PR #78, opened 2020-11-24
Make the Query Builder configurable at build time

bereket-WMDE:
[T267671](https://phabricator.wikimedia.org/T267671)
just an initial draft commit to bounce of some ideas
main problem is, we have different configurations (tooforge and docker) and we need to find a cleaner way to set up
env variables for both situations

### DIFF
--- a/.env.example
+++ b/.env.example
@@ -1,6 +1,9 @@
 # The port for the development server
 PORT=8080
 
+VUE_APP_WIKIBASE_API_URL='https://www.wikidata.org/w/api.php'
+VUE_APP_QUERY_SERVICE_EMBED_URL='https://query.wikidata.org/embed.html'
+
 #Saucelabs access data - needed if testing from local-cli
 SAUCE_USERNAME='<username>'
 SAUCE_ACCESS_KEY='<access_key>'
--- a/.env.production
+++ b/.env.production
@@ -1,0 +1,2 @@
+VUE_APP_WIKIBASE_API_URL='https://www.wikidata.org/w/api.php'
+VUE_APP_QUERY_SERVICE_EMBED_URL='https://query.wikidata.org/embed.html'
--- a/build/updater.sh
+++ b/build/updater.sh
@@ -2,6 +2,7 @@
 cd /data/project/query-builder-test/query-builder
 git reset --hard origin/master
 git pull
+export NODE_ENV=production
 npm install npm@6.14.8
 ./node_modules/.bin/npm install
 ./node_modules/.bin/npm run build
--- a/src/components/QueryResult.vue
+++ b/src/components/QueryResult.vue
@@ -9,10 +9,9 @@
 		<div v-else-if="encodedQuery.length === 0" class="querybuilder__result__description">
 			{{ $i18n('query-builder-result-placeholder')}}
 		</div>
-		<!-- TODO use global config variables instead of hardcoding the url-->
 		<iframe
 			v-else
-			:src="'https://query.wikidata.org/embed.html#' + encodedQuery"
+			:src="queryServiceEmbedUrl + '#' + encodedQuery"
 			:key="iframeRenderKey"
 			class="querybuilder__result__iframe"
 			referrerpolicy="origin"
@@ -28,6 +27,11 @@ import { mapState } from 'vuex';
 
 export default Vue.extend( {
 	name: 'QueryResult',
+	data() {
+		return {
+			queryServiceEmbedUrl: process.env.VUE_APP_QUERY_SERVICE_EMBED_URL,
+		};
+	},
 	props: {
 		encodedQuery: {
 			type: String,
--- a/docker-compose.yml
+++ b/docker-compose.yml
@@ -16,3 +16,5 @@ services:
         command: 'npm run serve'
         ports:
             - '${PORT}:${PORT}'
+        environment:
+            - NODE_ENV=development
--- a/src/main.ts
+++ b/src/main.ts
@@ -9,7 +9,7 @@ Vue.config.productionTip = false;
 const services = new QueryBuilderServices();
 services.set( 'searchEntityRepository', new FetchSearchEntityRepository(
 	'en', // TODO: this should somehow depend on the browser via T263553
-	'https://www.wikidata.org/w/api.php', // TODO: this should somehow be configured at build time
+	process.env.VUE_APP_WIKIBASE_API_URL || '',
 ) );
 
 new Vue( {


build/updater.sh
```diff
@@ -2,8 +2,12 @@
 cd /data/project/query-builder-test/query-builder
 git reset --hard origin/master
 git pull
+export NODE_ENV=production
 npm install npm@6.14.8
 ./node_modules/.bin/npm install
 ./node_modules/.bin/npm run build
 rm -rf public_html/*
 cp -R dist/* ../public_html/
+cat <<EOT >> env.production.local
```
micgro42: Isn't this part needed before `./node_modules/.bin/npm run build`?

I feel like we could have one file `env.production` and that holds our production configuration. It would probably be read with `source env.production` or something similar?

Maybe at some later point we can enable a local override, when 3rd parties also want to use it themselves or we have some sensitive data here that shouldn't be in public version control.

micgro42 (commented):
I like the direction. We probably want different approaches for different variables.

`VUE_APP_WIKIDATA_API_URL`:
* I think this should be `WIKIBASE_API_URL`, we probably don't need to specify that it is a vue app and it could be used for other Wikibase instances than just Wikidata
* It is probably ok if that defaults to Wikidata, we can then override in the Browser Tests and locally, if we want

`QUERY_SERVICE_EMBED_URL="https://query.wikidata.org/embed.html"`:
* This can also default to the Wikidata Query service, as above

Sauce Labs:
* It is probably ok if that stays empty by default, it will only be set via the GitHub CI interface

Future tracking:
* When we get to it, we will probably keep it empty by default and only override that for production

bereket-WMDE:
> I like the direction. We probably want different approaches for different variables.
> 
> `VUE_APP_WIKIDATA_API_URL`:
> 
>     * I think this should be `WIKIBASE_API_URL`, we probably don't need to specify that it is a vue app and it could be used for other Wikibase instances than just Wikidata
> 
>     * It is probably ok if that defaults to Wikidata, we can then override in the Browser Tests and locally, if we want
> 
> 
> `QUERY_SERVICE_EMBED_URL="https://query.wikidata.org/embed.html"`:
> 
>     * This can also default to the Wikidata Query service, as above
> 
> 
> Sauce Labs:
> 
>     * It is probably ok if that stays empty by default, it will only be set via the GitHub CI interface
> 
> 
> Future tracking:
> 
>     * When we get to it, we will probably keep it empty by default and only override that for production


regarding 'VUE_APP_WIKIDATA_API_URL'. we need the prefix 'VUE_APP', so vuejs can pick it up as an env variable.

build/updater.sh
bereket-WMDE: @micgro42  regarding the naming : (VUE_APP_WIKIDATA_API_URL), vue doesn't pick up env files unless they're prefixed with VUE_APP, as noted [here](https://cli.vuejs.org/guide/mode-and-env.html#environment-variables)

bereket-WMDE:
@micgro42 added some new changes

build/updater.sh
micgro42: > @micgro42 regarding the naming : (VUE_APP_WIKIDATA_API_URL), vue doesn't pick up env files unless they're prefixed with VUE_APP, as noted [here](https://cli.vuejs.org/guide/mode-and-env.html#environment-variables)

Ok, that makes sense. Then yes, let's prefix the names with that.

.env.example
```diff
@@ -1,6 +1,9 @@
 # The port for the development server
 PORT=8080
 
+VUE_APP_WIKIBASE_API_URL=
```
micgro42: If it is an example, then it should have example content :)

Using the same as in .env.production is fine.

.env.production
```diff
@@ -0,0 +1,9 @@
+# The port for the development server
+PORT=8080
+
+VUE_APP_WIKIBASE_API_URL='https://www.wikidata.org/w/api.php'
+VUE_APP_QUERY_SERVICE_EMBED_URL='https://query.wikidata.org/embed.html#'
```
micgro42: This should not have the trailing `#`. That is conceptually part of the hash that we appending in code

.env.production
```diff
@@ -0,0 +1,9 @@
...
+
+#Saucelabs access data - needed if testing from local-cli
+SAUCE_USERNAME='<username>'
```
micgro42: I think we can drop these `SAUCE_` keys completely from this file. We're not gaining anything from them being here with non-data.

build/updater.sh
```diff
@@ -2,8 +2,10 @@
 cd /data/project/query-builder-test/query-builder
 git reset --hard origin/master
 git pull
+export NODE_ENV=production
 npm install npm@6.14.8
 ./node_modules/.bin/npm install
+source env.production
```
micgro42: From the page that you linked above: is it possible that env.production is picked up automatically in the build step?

########

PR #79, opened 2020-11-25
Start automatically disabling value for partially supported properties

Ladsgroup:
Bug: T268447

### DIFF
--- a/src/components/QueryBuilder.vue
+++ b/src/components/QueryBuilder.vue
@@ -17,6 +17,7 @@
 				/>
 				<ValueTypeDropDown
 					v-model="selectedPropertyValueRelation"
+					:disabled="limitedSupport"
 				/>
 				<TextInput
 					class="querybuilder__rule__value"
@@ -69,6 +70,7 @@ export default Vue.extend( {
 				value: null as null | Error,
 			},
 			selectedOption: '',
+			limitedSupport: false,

########

* Assigned task *
In the entries above, find lines with "services" and copy each.

* Solution for this problem *
@@ -16,3 +16,5 @@ services:
 const services = new QueryBuilderServices();
 services.set( 'searchEntityRepository', new FetchSearchEntityRepository(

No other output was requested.